### This notebook generates summaries for articles in test set using specified models, and calculates the ROUGE scores based on reference summary.

In [None]:
!pip install py-rouge
!pip install sentencepiece
!pip install transformers
from google.colab import drive
drive.mount('/content/drive')

In [None]:
# model to use
model_type = 'bart'

# if model_path = None, load pretrained weights from Huggingface
model_path = '/content/drive/MyDrive/NLP Summarization Project/Finetuned Models/HP optimized/'

beam_size = 2
batch_size = 10

# path to the tokenized test articles
test_tensor_path = '/content/drive/MyDrive/NLP Summarization Project/Data/Test_Articles_BART.pt'

output_df_path = f'/content/drive/MyDrive/NLP Summarization Project/Generated Summaries/1f BART_finetuned on optimal hp_beam{beam_size}.csv'
test_df_path = '/content/drive/MyDrive/NLP Summarization Project/Data/Cleaned Test Data.csv'

In [None]:
import numpy as np
import pandas as pd
import torch
import torch.nn as nn
from transformers import BartTokenizer, BartForConditionalGeneration
from transformers import T5Tokenizer, T5ForConditionalGeneration
from transformers import PegasusTokenizer, PegasusForConditionalGeneration
from time import time
import rouge
from time import time
import nltk
nltk.download('punkt')

device = torch.device("cuda")
print('GPU:', torch.cuda.get_device_name(0))

In [None]:
# load finetuned or pretrained weights

if model_type.lower() == 'bart':
    if not model_path:
        model_path = "facebook/bart-large-cnn"
    tokenizer = BartTokenizer.from_pretrained('facebook/bart-large-cnn')
    model = BartForConditionalGeneration.from_pretrained(model_path)

elif model_type.lower() == 't5':
    if not model_path:
        model_path = 't5-base'
    tokenizer = T5Tokenizer.from_pretrained('t5-base')
    model = T5ForConditionalGeneration.from_pretrained(model_path)

elif model_type.lower() == 'pegasus':
    model_path = 'google/pegasus-newsroom'
    tokenizer = PegasusTokenizer.from_pretrained('google/pegasus-newsroom')
    model = PegasusForConditionalGeneration.from_pretrained(model_path)

model = model.to(device)

articles_tokenized = torch.load(test_tensor_path)  

In [None]:
# generate summaries

start_time = time()

def generate_summary(articles):
    summary_list = []
    num_of_articles = articles.size()[0]

    for  start_row in range(0, num_of_articles, batch_size):
        if (num_of_articles - start_row) < batch_size:
            input_batch = articles[start_row:, :]
        else:
            input_batch = articles[start_row:start_row + batch_size, :]

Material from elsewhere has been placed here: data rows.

PR #1007, opened 2017-02-13
Add task queue:restart for Laravel recipe

lasselehtinen:
| Q             | A
| ------------- | ---
| Bug fix?      | No
| New feature?  | Yes
| BC breaks?    | No
| Deprecations? | No
| Fixed tickets | N/A

Laravel has an artisan command to send a restart signal to the queue workers. This is kind of a must during deployment. I noticed that the Laravel recipe does not have this artisan command, so here is a PR to add this command.

https://laravel.com/docs/5.4/queues#queue-workers-and-deployment

### DIFF
--- a/recipe/laravel.php
+++ b/recipe/laravel.php
@@ -14,12 +14,12 @@ require_once __DIR__ . '/common.php';
 
 // Laravel shared dirs
 set('shared_dirs', [
-    'storage'
+    'storage',
 ]);
 
 // Laravel shared file
 set('shared_files', [
-    '.env'
+    '.env',
 ]);
 
 // Laravel writable dirs
@@ -138,7 +138,6 @@ task('deploy', [
     'artisan:view:clear',
     'artisan:cache:clear',
     'artisan:config:cache',
-    'artisan:queue:restart',
     'artisan:optimize',
     'deploy:symlink',
     'deploy:unlock',
--- a/recipe/laravel.php
+++ b/recipe/laravel.php
@@ -98,6 +98,11 @@ task('artisan:optimize', function () {
     run('{{bin/php}} {{release_path}}/artisan optimize');
 });
 
+desc('Execute artisan queue:restart');
+task('artisan:queue:restart', function () {
+    run('{{bin/php}} {{release_path}}/artisan queue:restart');
+});
+
 /**
  * Task deploy:public_disk support the public disk.
  * To run this task automatically, please add below line to your deploy.php file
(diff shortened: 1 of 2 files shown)


recipe/laravel.php
```diff
@@ -98,6 +98,12 @@
     run('{{bin/php}} {{release_path}}/artisan optimize');
 });
 
+desc('Execute artisan queue:restart');
+task('artisan:queue:restart', function () {
+    run('{{bin/php}} {{release_path}}/artisan queue:restart');
+    writeln('<info>' . $output . '</info>');
```
elfet: `$output` is undefined. There is no need of writing output here.

elfet:
Also, please add this to deploy flow and CHANGELOG.md.

lasselehtinen:
I am not sure actually if there is a point for displaying the output at all, since [it is pretty much fixed](https://github.com/laravel/framework/blob/7212b1e9620c36bf806e444f6931cf5f379c68ff/src/Illuminate/Queue/Console/RestartCommand.php#L33). So I removed it.

I added task to the the deployment flow as you asked. Please note that all Laravel applications use queues, but I guess it is a sensible default. But the command works even if you have set the queue driver to "sync" so there is no harm done.

elfet:
@lasselehtinen so it's safe for all laravel users? If them not using queue?

lasselehtinen:
@elfet Yes it is safe to run always but might not be always necessary. Personally I have queue jobs on pretty much on all Laravel projects, but that is just me. But with a gut feeling as there is no statistics that larger majority uses the queue for sending emails, notifications etc. It is a non-blocking operation so it takes only one seconds or less.

elfet:
Well, maybe its better to not include this to recipe, but to template of laravel? So users can customize it easily.

lasselehtinen:
Yes I guess that is a best option, you can easily add `after('artisan:optimize', 'artisan:queue:restart');` in your deployment if you are using queues. I've updated the PR.

I guess that is something that could be covered in the recipe documentation, but I noticed there is no documentation for the Laravel recipe. I will try to contribute on that when I have time.

pluseg:
@elfet, it waits your approve and merge.

barryvdh:
I think this should be added by default. It doesn't hurt anyone, it's only creating a cache instance: https://github.com/laravel/framework/blob/5.4/src/Illuminate/Queue/Console/RestartCommand.php

So no effect for people not using queue, but very much required for everyone who is using queues!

        input_batch = input_batch.to(device)

        # specify pad_token_id instead of attention_mask because in the truncated conditions, the tokens are manually 
        # replaced using numpy, so the attention mask created during tokenization would not apply
        summary_batch = model.generate(input_ids = input_batch, pad_token_id = tokenizer.pad_token_id , num_beams = beam_size)
        summary_list += [tokenizer.decode(summary, skip_special_tokens = True, clean_up_tokenization_spaces=False) for summary in summary_batch]
        if start_row%5000 == 0:
            print(f'article {start_row}: time {round((time() - start_time)/60)}')
            t = time()

    return summary_list

summary_list = generate_summary(articles_tokenized)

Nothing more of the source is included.